How can I scrape specific data from a website

2

1

I'm trying to scrape data from a website for research.

The urls are nicely organized in an example.com/x format, with x as an ascending number and all of the pages are structured in the same way. I just need to grab certain headings and a few numbers which are always in the same locations. I'll then need to get this data into structured form for analysis in Excel.

I have used wget before to download pages, but I can't figure out how to grab specific lines of text.

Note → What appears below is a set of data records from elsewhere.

PR #576, opened 2023-08-23
Fix performance test

juspence:
@jasinner FYI. In the future, let's please disable failing tests individually with pytest.mark.xfail or similar, instead of changing the Gitlab pipeline to skip an entire category of tests.


jasinner:
Ok, can do. Sorry, I think you have asked me do use that feature previously but I forgot. Thanks for fixing this!

PR #577, opened 2023-08-23
CORGI-790: Tweak links for provides, sources, and upstreams

juspence:
@RedHatProductSecurity/corgi-devs Please review this change thoroughly. This is our last chance to make changes here before our next release, and I really don't want to go back to OpenLCS and tell them we're changing things for a third time.

If this looks OK, I'll deploy this to stage and confirm we still don't have any "Bad Gateway" errors, then merge this.

### DIFF
--- a/corgi/api/filters.py
+++ b/corgi/api/filters.py
@@ -73,10 +73,13 @@ class ComponentFilter(FilterSet):
     sources = CharFilter(lookup_expr="purl")
     provides = CharFilter(lookup_expr="purl")
     upstreams = CharFilter(lookup_expr="purl")
+    downstreams = CharFilter(lookup_expr="purl")
+
     # otherwise use regex to match provides,sources or upstreams purls
     re_sources = CharFilter(field_name="sources", lookup_expr="purl__iregex")
     re_provides = CharFilter(field_name="provides", lookup_expr="purl__iregex")
     re_upstreams = CharFilter(field_name="upstreams", lookup_expr="purl__iregex")
+    re_downstreams = CharFilter(field_name="downstreams", lookup_expr="purl__iregex")
 
     el_match = CharFilter(label="RHEL version for layered products", lookup_expr="icontains")
     released_components = BooleanFilter(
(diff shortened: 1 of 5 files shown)


jasinner:
I tried this out in Dev but clicking through the links on the Web UI returns no results for me, eg:

[sources=pkg:golang/github.com/hashicorp/aws-cloudformation-resource-schema-sdk-go@v0.18.0](http://localhost:8080/api/v1/components?sources=pkg:golang/github.com/hashicorp/aws-cloudformation-resource-schema-sdk-go@v0.18.0)

@JimFuller-RedHat Is that the format of the URL you were expecting?

The same request for the old style links returns 1000+ results:

`https://{CORGI_DOMAIN}/api/v1/components/b558b38d-273d-48a9-a6f6-a5d479a37947/sources`

JimFuller-RedHat:
I think this is reversed eg. to find sources your would use ?provides and if u want provides use ?sources

jasinner:
Yes, you are correct, this returned the results I was expecting:

'api/v1/components?provides=pkg:golang/github.com/hashicorp/aws-cloudformation-resource-schema-sdk-go@v0.18.0'

jasinner (approved):
LGTM, just need to swtich provides/sources and upstreams/downstreams.

juspence:
It's not backwards, it's just really confusing. You can look at the tests or the header comments on the new methods for an explanation of the logic.

Basically, the "provides" field shows all the **provided** components of this component. It's expected that a Golang component will not have any provides of its own.

The ?provides= filter is different, and shows all the **source** components which have this component in their list of provided components (have this component in their "provides" field).

The ?provides= filter is therefore the same as the "sources" field. The "sources" field shows all the **source** components of this component, so the Golang example above should have at least 1 result, like a source RPM, RPM module, or container.

The ?sources= filter only shows all the **provided** components which have this component in their list of source components (have this component in their "sources" field).

Upstreams and downstreams follow the same logic.

jasinner:
Ah you are right. The links are correct! Sorry for the confusion.

juspence:
No problem, thanks for reviewing!

PR #579, opened 2023-08-24
Fix reference to nonexistent DB column that makes CASCADE deletion fail

juspence:
@RedHatProductSecurity/corgi-devs With a properly-linked set of components, like below:

1 SoftwareBuild
3 Components - 1 root, 1 provides, 1 upstream
3 ComponentNodes - 1 root, 1 provides, 1 upstream

Deleting the SoftwareBuild should also delete the root component (due to on_delete=models.CASCADE on the ForeignKey). This should also delete the root component's node, which should then delete all the other component nodes (again, due to cascade deletion).

Currently there's a bug which prevents the SoftwareBuild deletion from cascading to the root component. Somehow, all the ComponentNodes are deleted anyway, but the root component gets left behind and isn't deleted.

Before this change, I see buggy behavior in a shell, but tests pass both locally and in the CI pipeline. After this change, the root Component is deleted like I expect in all three environments. I'm not sure what's going on here, but maybe this is worth fixing just for safety?

Or if someone can confirm this is user error / a Heisenbug that only affects me, I'll just close this.


jasinner:
I can't reproduce the issue in a shell. But I'm happy to make the change anyway as I don't see how it will adversely affect anything.

```
import corgi.core.models as m

sb = m.SoftwareBuild.objects.get(build_id="1689053")

sb.components.first().purl
'pkg:rpm/redhat/CUnit@2.1.3-25.el9?arch=src'

sb.delete()

(57,
 {'core.Component_upstreams': 2,
  'core.Component_sources': 20,
  'core.Component_products': 1,
  'core.Component_productversions': 2,
  'core.Component_productstreams': 8,
  'core.SoftwareBuild': 1,
  'core.ComponentNode': 23})

c = m.Component.objects.get(purl="pkg:rpm/redhat/CUnit@2.1.3-25.el9?arch=src")
DoesNotExist: Component matching query does not exist.
```

jasinner (approved):

juspence:
Thanks for confirming! I'm going to let this sit while I'm on PTO. If I can still reproduce the issue when I get back, then I'll merge the fix.

PR #581, opened 2023-08-25
CORGI-798: Save container provides / upstreams in a separate task to avoid timeouts

juspence:
@RedHatProductSecurity/corgi-devs Please review. This should fix some of the SoftTimeLimitExceeded errors we see in each day's monitoring email, which I think are happening only for large container builds. Based on the tracebacks I've seen, some appear to time out during upstream creation, and some appear to time out during provide / Cachito dependency creation.

I think this change should be safe and we shouldn't have any more timeouts, miss any information, or fail to save the whole taxonomy. But even if we do, that's probably an improvement over not loading the child components at all (due to current timeouts).

### DIFF
--- a/corgi/tasks/brew.py
+++ b/corgi/tasks/brew.py
@@ -113,7 +113,7 @@ def slow_fetch_brew_build(
     if component["type"] == Component.Type.RPM:
         root_node, root_created = save_srpm(softwarebuild, component)
     elif component["type"] == Component.Type.CONTAINER_IMAGE:
-        root_node, root_created = save_container(softwarebuild, component)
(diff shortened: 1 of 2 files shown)


juspence:
@jasinner I really think this will fix CORGI-798, and I looked over the related code but don't see any other possible bugs.

Even if this doesn't fix the issue, it will fix a separate issue in our monitoring email. Those timeout errors affect parity / reconciliation, so I'd like to get this in if possible. Right now we just fail to fully load all components for certain large container builds.

I think it should be safe, but please let me know if you think it's risky or might cause unexpected errors / side-effects.

jasinner (approved):
LGTM

PR #582, opened 2023-08-28
CORGI-802: Add RPMMODs back to list of root components to fix missing query results

juspence:
@RedHatProductSecurity/corgi-devs Please review. I've reviewed all usages of the ROOT_COMPONENTS_CONDITION which this PR directly changes, as well as the root_components() queryset which is indirectly changed.

I think the new code is mostly safe, but there are three three side effects: we now run SCA even on RPMMODs, the RPMMODs will start appearing in our manifests, and (of course) the RPMMOD components may appear in the list of search results (depending on the API parameters / queries the user gives).

For the first, I can back out the latest commit here to keep the SCA task the same as before.

For the second, I'm not sure if this will be a problem or very surprising for our manifest users. I don't recall off the top of my head if the manifest template I wrote will handle this case correctly. I think it should be generic enough, so we could merge this to try it and see.

Or I could add special handling to exclude the RPMMODs from the manifests, just like we exclude source containers. I don't think there will be duplicate data for certain binary RPMs (which might be a child of both an SRPM and an RPMMOD), since we dedupe the list of root component children / "provides" components before reporting that data in the manifest.

And of course the third is what IR needs to see the correct results in certain cases. This does change how the root components filter / query parameter in the API works, so e.g. OpenLCS may be surprised if they start seeing RPMMOD components in a list of search results for some query. Let's check with all our other users, besides just IR, to make sure this won't cause issues for them.


corgi/core/constants.py
```diff
@@ -49,11 +49,15 @@
     "ProductVariant": "product_variants",
 }
 
-# Filter on "root components": SRPMs, index container images, or Github repos for managed services
+# Filter on "root components":
+# SRPMs, modules, index container images, or Github repos for managed services
 SRPM_CONDITION = Q(type="RPM", arch="src")
+RPMMOD_CONDITION = Q(type="RPMMOD")
```
JimFuller-RedHat, line 55: should we not also include arch="noarch" ?

juspence: An RPMMOD is always an RPMMOD regardless of architecture. In other words, all RPMMODs are always considered root components - this is just adding back what we had before.

JimFuller-RedHat (approved):
apart from one comment, LGTM  - it is a good idea to cross check impact with other users (as  eg. manifest, other latest filter usages, etc).

corgi/core/migrations/0087_add_rpmmod_to_root_component_types.py
```diff
@@ -0,0 +1,67 @@
...
+                    models.Q(("arch", "src"), ("type", "RPM")),
+                    ("type", "RPMMOD"),
+                    models.Q(("arch", "noarch"), ("type", "OCI")),
+                    models.Q(("arch", "noarch"), ("namespace", "REDHAT"), ("type", "GITHUB")),
+                    _connector="OR",
+                ),
+                fields=["name", "type", "arch"],
+                name="compon_latest_type_name_idx",
+            ),
+        ),
```
jasinner, line 52: Is this a duplicate of the index above?

corgi/tasks/sca.py
```diff
@@ -156,28 +156,8 @@ def cpu_software_composition_analysis(build_uuid, force_process: bool = False):
...
-        # Else we have exactly one module component
-        # which is no longer considered a "root" component
-        # so now we skip doing SCA on the module instead of failing
-        logger.info(
-            f"Build {build_uuid} had only one module, no other root components. Skipping SCA"
-        )
-        return
-
+    # Get root component for this build.
+    root_component = Component.objects.filter(software_build=software_build).root_components().get()
```
jasinner: I think we should continue to skip RPMMOD when doing SCA. There is no real source code as far as I know, instead RPMMOD reuses content from another SRPM. We scan all the included RPMs separately when processing their respective SRPMs.

corgi/core/migrations/0087_add_rpmmod_to_root_component_types.py
juspence: It's just Django being a little silly...it expects us to delete and recreate the index whenever the condition / list of components it applies to changes. In this case we've added the `("type", "RPMMOD")` condition on line 44. It would be nice if there was an ALTER_INDEX operation Django could use instead.

corgi/tasks/sca.py
juspence: OK, I'll back out the second commit here and just use the first. That should continue to skip RPMMODs only when doing SCA.

corgi/core/constants.py
JimFuller-RedHat: I can see that logic (and prev status quo)  - though today we have a closed set of constraints (OCI-noarch, RPM-src, etc) on other root components and things can always change in the future ... when I see 2 equal choices I go with the more constrained choice as it is safer (and more contained).

jasinner (approved):

PR #583, opened 2023-08-29
CORGI-798: Fix more soft time limit errors

juspence:
@RedHatProductSecurity/corgi-devs Please review. The tasks are still timing out in some cases, so I've split it further to save the index container / root node and all the arch-specific child containers / nodes together in the first / main task.

Then we save all the upstream go modules, upstream container sources, and upstream nodes together in the second task.

Finally (in the new code), we spawn a third task for each upstream source to save its provides / Cachito components. This means we might spawn many tasks just to load one container build, but it should avoid the risk of timeouts (fingers crossed).

### DIFF
--- a/corgi/tasks/brew.py
+++ b/corgi/tasks/brew.py
@@ -618,7 +618,7 @@ def slow_save_container_children(
     logger.info(f"Saving upstreams for {build_type} container build {build_id}")
     root_node = ComponentNode.objects.get(pk=root_node_pk)
     logger.info(f"{build_type} container build {build_id} had root node with purl {root_node.purl}")
-    any_go_module_created = any_source_created = any_cachito_created = False
+    any_go_module_created = any_source_created = False
 
     meta_attr = {"go_component_type": "gomod", "source": ["collectors/brew"]}
     for module in build_data["meta"].get("upstream_go_modules", ()):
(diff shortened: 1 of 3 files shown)


corgi/tasks/brew.py
```diff
@@ -652,10 +652,39 @@ def slow_save_container_children(
             source["type"], component_name, component_version, source["meta"], extra, root_node
         )
         any_source_created |= temp_created
+        slow_save_container_provides.delay(
+            build_id, build_type, source, upstream_node.pk, save_product
+        )
+
+    if save_product and not build_data.get("sources"):
+        # Save the taxonomy either here in this task (if only upstreams created),
+        # or in the task below (if both upstreams and provides created)
```
kgrant-rh, line 661: My mistake, this comment is clear to me now.

kgrant-rh (approved):
Looks good.

corgi/tasks/brew.py
juspence: Ah, sorry. It's the slow_save_container_provides() task, right below this slow_save_container_upstreams() task. We always call the upstream-saving task, but we only call the provides-saving task if the container has any "sources" key in its build data.

So if there are any provides, we need to call the slow_save_taxonomy() task at the very end, after saving the provides. This is needed since another task will be spawned to save the provides, and we don't want to save the taxonomy here after creating only the upstreams. The taxonomy is still incomplete here so it's too early to save it.

If there are not any provides to save, we need to call the slow_save_taxonomy() task after saving only the upstreams. The current task here is the last task that runs if there are no provides to save.

PR #1, opened 2025-03-18
fix(rpc): cast send --legacy support

Reecepbcups:
## Summary

title. adds non EIP1559 txs support so `cast` works as expected.


vladjdk:
@Reecepbcups could you repoint this to the main branch? We grafted the repo to include historical changes from the original repo, so all the hashes changed.

Reecepbcups:
moved to https://github.com/cosmos/evm/pull/27 bc histories

PR #2, opened 2025-03-18
feat: evm `PostTxProcessing` hooks

### LINKED ISSUE #18: [Feature]: add hooks after an EVM Tx is processed
### Summary

`PostTxProcessing` to allow other modules to hook into properly processed EVM transactions. 

### Problem Definition

This is needed to extend EVM functionality without forking the EVM module.

Any modules that register in app.go can add additional logic once a EVM tx has been processed, but before it is committed. Modules can then validate the eth receipt, and return nil or an error depending on their logic. if nil, the transaction is committed as normal. Else, show an error to the user and do not commit.

This is a require feature for modules to write things like blocklist based on the tx origin or To() recipient. Used by myself with a new `x/restriction` module that uses a small fork the [sdk's x/bank blockedAddresses to also block EVM txs](https://github.com/strangelove-ventures/cosmos-sdk/pull/2/files).

Adding sanctions requirements to the EVM is out of scope for this PR. This is just to allow modules to do similar things for application logic.

### Proposed Feature

https://github.com/cosmos/evm/pull/2

### Work Breakdown

.

Reecepbcups:
closes #18

## Summary

Adds hooks to the EVM for PostTxProcessing


vladjdk:
@Reecepbcups could you repoint this to the main branch? We grafted the repo to include historical changes from the original repo, so all the hashes changed.

PR #3, opened 2025-03-19
fix: deps bump

vladjdk:
* remove local example_chain
* bump ibc-go
* bump cosmos-sdk


example_chain/go.mod
```diff
@@ -17,11 +17,11 @@ require (
 	cosmossdk.io/x/upgrade v0.1.4
 	github.com/cometbft/cometbft v0.38.15
 	github.com/cosmos/cosmos-db v1.1.1
-	github.com/cosmos/cosmos-sdk v0.50.11
-	github.com/cosmos/evm v0.0.0-20240806115830-ab675cc0c776
+	github.com/cosmos/cosmos-sdk v0.50.13
```
reecepbcups, line 20: github.com/evmos/cosmos-sdk replace is still at the bottom of the file (v0.50.9)

All it has is a deep copy, ideally that could just be moved into a new patch release of the SDK as non breaking (like a new DeepCopy function). Dependend on by CosmWasm in their testing

example_chain/go.mod
```diff
@@ -245,7 +245,7 @@ require (
 )
 
 // LOCAL REPLACEMENTS FOR Cosmos EVM
-replace github.com/cosmos/evm => ..
+//replace github.com/cosmos/evm => ..
```
Eric-Warehime: I think we want this replace still. Why should we remove it?

example_chain/go.mod
vladjdk: Yeah, we have a semi-deforked branch on https://github.com/cosmos/cosmos-sdk/commits/feature/evm/, and I'm going to create a new defork PR once we fork their geth into the org as well.

Currently sitting on https://github.com/cosmos/evm/tree/chore/migrate-forks

example_chain/go.mod
vladjdk: It seems to break those that import this repo as a module

vladjdk: Nvm you're right

vladjdk: fixed

Eric-Warehime (approved):

PR #8, opened 2025-03-20
tests: Remove some example chain deps

Eric-Warehime:
# Description

* First set of changes which work towards removing the example chain from the top go mod dependencies.
* Updated `x/evm` in a few places I saw it.
* Enables blank issues in the issue templates--will make it easier for us to manage work.

---


vladjdk:
some unit tests are failing

PR #54, opened 2025-04-04
feat: post tx hooks

### LINKED ISSUE #18: [Feature]: add hooks after an EVM Tx is processed

vladjdk:
Reopening the PR #2 from @Reecepbcups

Closes #18


x/vm/keeper/state_transition.go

Excel has a feature to grab data from the web (Data->From Web) but from what I can see it only allows me to download tables. Unfortunately, the data I need is not in tables.

Stoney

Posted 2012-09-12T15:47:45.833

Reputation: 224

In the end, I created a .txt file with a list of all the urls I needed and had wget download all the pages in that file. I then used iMacros as suggested by @Lamb to extract data locally. I found the trial of the fulll version easiest to start out with. Some useful beginner features are not available in the firefox plugin gui, even though the same code will work.

– Stoney – 2012-11-15T11:02:07.167

Answers

2

You can use iMacros to automate this task. It is a tool to automate repetative tasks, it can be used to extract data from a site and save it as a CSV file.

As x in example.com/x follows a pattern (i.e. ascending), you can easily program (even without programming exeprience) it to visit each page and extract data from it.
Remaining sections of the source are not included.